Activity: If a line in the entries below contains "given", copy it.

[Saved data entries]

-=-=-=-=-

PR #4974, opened 2019-03-19
Link pull image secret to service accounts (1.6.x backport)

### LINKED ISSUE #4900: Update Operator to link service accounts if a given secret 'syndesis-pull-secret' exists
## Minimal required

The operator should, after he installed the templates at https://github.com/syndesisio/syndesis/blob/fc7ad4c66d819759e24b3f293de9887e981eb81f/install/operator/pkg/syndesis/action/install.go#L89 link the service accounts if a given secret in the operator namespace exist.

**The secret will be called "syndesis-pull-secret".** 

## Optional enhancements 

One could go one step further to add a boolean field to the CRD like 'enablePullAuthentication' which could be used to make this behaviour more explicit. I.e. if this flag is set but the secret is missing, that an error is thrown. If this flag is not set and the secret exists, the secret is ignored.

I suggest implementing this behaviour for 7.4+.

Also one could make this kind of SA update more dynamic and e.g. monitor the CR all the time and when this flag changes in the CR then SA gets adapted. This should be implemented when the CR update functionality is implemented via #3422 .

An advantage of this post-adaption approach (create templates with SAs, modifying SAs afterwards) would be, that the template would not have to be adapted and can be directly used again on OpenShift Online without further change.

// cc @heiko-braun @avano

### LINKED ISSUE #4902: Allow for authenticated S2I builds of the integration runtimes
If pull authentication is enabled, the S2I build for the runtimes need to be able to pull the s2i builder image with authentication.

This is supposed to work with these alternative solutions:

* Add a SA to the "Build" or "BuildConfig" object, which is linked to the secret used for authentication. However it seems that this doesn't work right now.
* Add pull secret to the BuildConfig created in https://github.com/syndesisio/syndesis/blob/ba937b8043a18a90019b5b354f19ff3b10ae033b/app/server/openshift/src/main/java/io/syndesis/server/openshift/OpenShiftServiceImpl.java#L314-L325

The later approach seems to work (as @avano tested this), but it would require massive changes in the operator and installation scripts. We should strive to get the first solution running, as this allows to switch on authentication on the outside. The SA configured there should be also empowered by install_ocp.sh as described in #4900 .

zregvart:
Fixes #4900
Fixes #4902


astefanutti:
Thanks @zregvart

PR #5688, opened 2019-06-12
chore: refine description and labelHint

### LINKED ISSUE #4878: Inconsistent descriptions for SQL connector

zregvart:
Refines the description and labelHint for SQL connector.

Fixes #4878

### DIFF
--- a/app/connector/sql/src/main/resources/META-INF/syndesis/connector/sql.json
+++ b/app/connector/sql/src/main/resources/META-INF/syndesis/connector/sql.json
@@ -58,7 +58,7 @@
         },
         "propertyDefinitionSteps": [
           {
-            "description": "Enter a SQL statement that starts with SELECT.",
+            "description": "Enter a SQL statement that returns results.",
             "name": "SQL statement",
             "properties": {
               "query": {
@@ -67,7 +67,7 @@
                 "group": "common",
                 "javaType": "java.lang.String",
                 "kind": "path",
-                "labelHint": "SQL SELECT statement to be executed.",
+                "labelHint": "SQL statement to be executed.",
                 "order": "1",
                 "required": true,
                 "secret": false,


app/connector/sql/src/main/resources/META-INF/syndesis/connector/sql.json
```diff
@@ -58,7 +58,7 @@
         },
         "propertyDefinitionSteps": [
           {
-            "description": "Enter a SQL statement that starts with SELECT.",
+            "description": "Enter a SQL statement that returns results.",
```
TovaCohen: @zregvart  - I think that this changes the description and hint for the Periodic SQL Invocation action, right? The Periodic SQL Invocation action is available only to a start connection, and the user doc says that you must specify a SELECT statement. But you've updated this to imply that a SELECT statement is not required. So I'm wondering, what else can you specify here? It sounds like the doc is wrong. You can see the doc here: [https://access.redhat.com/documentation/en-us/red_hat_fuse/7.3/html-single/connecting_fuse_online_to_applications_and_services/index#adding-db-connection-start_db](url)
WDYT?   Thanks!

TovaCohen: I think your first suggestion is more helpful that what is there now. 
And I'll update the doc to make it clear that the statement just has to return results. The user is not limited to entering a SELECT statement. Thanks!

PR #5706, opened 2019-06-12
Replace ClusterRoles for Roles in syndesis operator

lgarciaaco:
Until now, the operator uses 2 `ClusterRoles`, *edit* which is bind later to syndesis-server `ServiceAccount` and *view* for syndesis-prometheus `ServiceAccount`. I don't think syndesis-prometheus needs any extra privileges but @jamesnetherton correct me if I am mistaken. syndesis-server `ServiceAccount` doesn't need everything what is included in the edit `ClusterRole`, besides there is no reason to use `ClusterRoles` since permissions are namespace required and not cluster wide required.

Lastly, the integration with OLM doesn't support binding an existing `ClusterRole`, which means keeping the `ClusterRole` approach would require to recreate the whole edit and view `ClusterRole` under a different name.

This PR will:
 - Replace the `ClusterRole` *edit* with the `Role` *syndesis-editors* for `ServiceAccount` syndesis-server.
- Remove the RoleBinding for `ClusterRole` *view*
- Add `build_local.sh` which helps locally building and pushing the operator
- Add `operatorsource.yaml` which helps testing locally the OLM integration
- Remove unnecessary yaml files
- Rename the csv file (left over from https://github.com/syndesisio/syndesis/pull/5696)


jamesnetherton:
@lgarciaaco I think you're right. AFAIK `syndesis-prometheus` does not need any extra privileges.

nicolaferraro:
I remember some cluster roles were needed for authentication with oauth proxy. Maybe @zregvart can shed some light here.

zregvart:
> I remember some cluster roles were needed for authentication with oauth proxy. Maybe @zregvart can shed some light here.

I know it needs a [service account](https://github.com/syndesisio/syndesis/blob/master/install/support/serviceaccount-as-oauthclient-restricted.yml), we had at some point required a ClusterRole for creating `OAuthClient` objects, but that was reverted. I think we're good with oauth-proxy.

lgarciaaco:
> > I remember some cluster roles were needed for authentication with oauth proxy. Maybe @zregvart can shed some light here.
> 
> I know it needs a [service account](https://github.com/syndesisio/syndesis/blob/master/install/support/serviceaccount-as-oauthclient-restricted.yml), we had at some point required a ClusterRole for creating `OAuthClient` objects, but that was reverted. I think we're good with oauth-proxy.

Mhh ... I could log onto syndesis without problems so I think oauth proxy is fine. I also published few integrations to make sure `syndesis-server` has all privileges required.

install/operator/build_local.sh
```diff
@@ -0,0 +1,40 @@
+#!/bin/bash
+#
+# This script will help you to rapidly build and push the operator
```
nicolaferraro: Isn't https://github.com/syndesisio/syndesis/blob/e14a73f690971535a9d009f045e55dae7a2dda73/tools/bin/commands/build#L167 supposed to do that?

install/operator/deploy/operatorsource.yaml
```diff
@@ -0,0 +1,11 @@
+apiVersion: operators.coreos.com/v1
+kind: OperatorSource
+metadata:
+  name: syndesis
+  namespace: openshift-marketplace
+spec:
+  type: appregistry
+  endpoint: https://quay.io/cnr
+  registryNamespace: lgarciaac
```
nicolaferraro: Maybe not add a personal one or add some comments

install/operator/build_local.sh
lgarciaaco: Kindof ... it doesn't do it locally, it builds the binary in a docker container which takes longer specially for me with a slow internet connection because it has to download all dependencies. I just thought this file could as well be useful for someone else with a slow internet connection and that's why I pushed, but it doesn't really needs to be there

install/operator/deploy/operatorsource.yaml
lgarciaaco: I will remove this file

PR #5709, opened 2019-06-12
Fixes #5263, fixes #5266, adds support for creating unassigned environment names cached in memory, managed across integrations and removed with the delete environment endpoint

### LINKED ISSUE #5263: Add an API to create an environment tag
## This is a...

<pre><code>
[x] Feature request
[ ] Bug report  
</code></pre>

## Description
There's APIs to get, rename and delete environments, unfortunately there isn't an API to create one.

For the moment in [this PR](https://github.com/syndesisio/syndesis-react/pull/161) I'm just sending the request to the rename API so the UI doesn't blow up when you try and add a new environment.

@dhirajsb if you get a chance this'd be nice...

### LINKED ISSUE #5266: /public/integrations/<id>/tags deletes unused tags and we probably don't want that
## This is a...

<pre><code>
[x] Feature request
[ ] Bug report  
</code></pre>

## Description
With the new CI/CD design management of environments is separate from actually tagging integrations.  So right now in the new design implementation, if you uncheck an environment tag and save it and that tag happens to be unchecked for all integrations, it's removed, and then no longer available on the 'manage ci/cd' page, which seems an odd thing to do.

Can test out the new interface via the PR storybook link [in this PR](https://github.com/syndesisio/syndesis-react/pull/161), also as reference the design is [here](https://redhat.invisionapp.com/share/36QTHNFFCUB#/screens/350160534)

dhirajsb:


gashcrumb:
Cool!  Think we'll need any changes in the react app for this?

dhirajsb:
@gashcrumb I don't think so, from what I can tell. I had to rebuild my minishift and now I'm getting the can't resolve db image error. But from the react code it looks like the create call with PUT should work. I added some unit tests to check new use cases as well.

zregvart:
Could we use `io.syndesis.common.model.environment.Environment` or refactor it so it can be used in this case. I'm thinking what happens when the server pod restarts that `unusedEnviroments` gets lost, right?

dhirajsb:
@zregvart yes, unused environments will be lost, but since they haven't been assigned, it's not a catastrophic error. The possibility of a user creating an environment and leaving them unassigned to integrations is low, and recovery is just a matter of creating the environment again. 
We'll do the refactor in 7.5 after discussing how the concept of environments relates to Fuse configuration variables.

PR #5712, opened 2019-06-13
Lots operator of tech debt reduction.

chirino:
* build improvement: You can build outside the GOPATH, detects your best build option, go or docker, builds images using s2i or docker. 
* elimated the use of OpenShift templates, we only use mustache templates now. 
* vendor the operator dependencies: simplifies downstream build and protects us from dependencies disapearing on us. 
* updating the syndesis operator to conform more to the default operator-sdk v0.8.0 file layout and build strategy. 
* you can use the operator-sdk to build this operator. 
* Mustache templates can use CRDs which not registered with the operator.


heiko-braun:
@chirino I've added `pr/wip` to put this on hold. Master is currently used for the 7.4 release and should not receive any changes to we don't itend to ship. Looking at the changes here, I'd assume this was intended for 7.5. 

Next week we will create the branch for the 7.4 release (syndesis 1.7.x) and from that point on we can include this.

zregvart:
It's a pretty big PR so it'll take a while and perhaps more eyes on it to have it reviewed, what I noticed at first glance is:
 - use of `go mod` I've seen [experienced go developers struggle with it](https://twitter.com/search?q=%40chuhnk%20go%20mod&src=typed_query), the operator-sdk is still using Gopkg, so perhaps we should take some cues from that
 - I would prefer a statically typed object creation (no mustache templates)
 - I think this is a good first step towards operator-only installation, I think for the next step we should move the mustache templates over to code
 - we need more tests here, lots and lots of tests

This can be all addressed in the followup PRs.

install/operator/deploy/crds/syndesis_v1alpha1_syndesis_crd.yaml
```diff
@@ -0,0 +1,224 @@
...
+        metadata:
+          type: object
+        spec:
+          properties:
+            components:
+              properties:
+                db:
+                  properties:
+                    database:
+                      type: string
```
lgarciaaco: Is the operator reconciling after this fields are changed? In the current state the operator ignores the CR (I think it is only used for komodo bits)

install/operator/build/Dockerfile
```diff
@@ -1,7 +1,16 @@
-FROM alpine:3.8
+FROM registry.access.redhat.com/ubi7/ubi-minimal:latest
```
lgarciaaco: Is it intended to use `registry.access.redhat.com` for the upstream version of the operator?

install/operator/build.sh
```diff
@@ -1,15 +1,40 @@
...
+  --image-build <auto|docker|s2i>    how to build the image (default: auto)
+  --image-name <name>                docker image name (default: syndesis/syndesis-operator)
+  --s2i-stream-name <name>           s2i image stream name (default: syndesis-operator)
+
+ENDHELP
+	exit 0
+fi
+
+#
+# TODO Could we avoid copying these files by moving them under the build directory
```
lgarciaaco: Big kudos for improving this, I also like think that moving `addons` is the way to go. At least for now we could delete the folder after the operator is built

install/operator/build/Dockerfile
chirino: Yep. And encouraged.

install/operator/deploy/crds/syndesis_v1alpha1_syndesis_crd.yaml
chirino: Nope. Nothing in that area changed.

chirino:
I’ve not had any issues with go mod yet. 
This change can go into 7.4 I think. I’ve already started a prod branch to verify they can build it in osbs. Static types come with their own sets of problems (importing lots of different dependencies increasing your chances of a module conflict).  Agree about the tests. I find the lack of them troubling.

zregvart:
I have no experience with `go mod` and very little experience with Gopkg, I saw those tweets and it raised a red flag for me. It could very well be that we never have any issues with `go mod`.
@chirino if you think this is good for 7.4 I'm fine with that. I do think that making such a big change at the end of the sprint brings about a lot of risk.
Can you make it [pass the CI](https://circleci.com/gh/syndesisio/syndesis/76153)? We seem to be using a go version without `go mod` and I think that's why it fails.

chirino:
Rebased pr.. and trying to get circle ci to use a newer go version.

chirino:
@zregvart hey this finally passed CI.  Let me know if you spot something glaring.

zregvart:
Awesome, I kinda think we should merge this and then improve on it as needed. Any objections @syndesisio/backend ?

lgarciaaco:
@chirino @zregvart Why merge this in code freeze? There is a reason why it is called code freeze. I am spending the whole morning adjusting to the changes this PR introduces, with work to be done that is to be delivered within this sprint, really this could wait two more weeks

zregvart:
@lgarciaaco this was merged to `master`, we're only concerned about changes that go into the `1.7.x` branch that the _code freeze_ applies to. This will not go into `1.7.x` and will be targeted at the next release.

lgarciaaco:
Then I am spending the whole morning in the wrong branch ... :D

PR #5723, opened 2019-06-13
fix(connector): Box - OutputDataShape java.io.OutputStream not needed as it can't be mapped to anything

### LINKED ISSUE #5234: Box - OutputDataShape java.io.OutputStream not needed as it can't be mapped to anything
## This is a...

<pre><code>
[X] Feature request
[X] Bug report  
</code></pre>

## Description
`Download file` action specifies the datashape as `java.io.OutputStream` and that is not needed, as it can't be mapped to anything.

dm

It would be better if the connector was returning some custom structure (if it is possible) with properties like `fileName` `content` `size` `...` that could be mapped to something

tadayosi:
Fixes #5234


tadayosi:
Oops, pushed again with unused imports errors fixed.

PR #5725, opened 2019-06-13
fix: distinguish between differently named security definitions

### LINKED ISSUE #5669: [api client connector] basic authentication does not work
## This is a...

<pre><code>
[ ] Feature request
[x] Bug report  
</code></pre>

## Description
Basic authentication is selected by default but `Next` button is disabled:

screenshot_20190611_132057

Adding two Basic authentication options is broken - it has the same name, selecting them does not work - the same bug as above:

screenshot_20190611_132220

zregvart:
When several security definitions of the same type are present in the OpenAPI document it's difficult to distinguish between them.

This adds name and description (if present) to the label and type followed by the name separated by colon in the value of the `authenticationType` property `enum` values. This serves as distinction for the user and also for the code handling those `enum` values.

Fixes #5669


zregvart:
You might want to try this fix for #5669 @gashcrumb and @riccardo-forina before introducing any fixes to the UI.

riccardo-forina:
Thanks :)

-=-=-=-=-

Solution:
### LINKED ISSUE #4900: Update Operator to link service accounts if a given secret 'syndesis-pull-secret' exists
The operator should, after he installed the templates at https://github.com/syndesisio/syndesis/blob/fc7ad4c66d819759e24b3f293de9887e981eb81f/install/operator/pkg/syndesis/action/install.go#L89 link the service accounts if a given secret in the operator namespace exist.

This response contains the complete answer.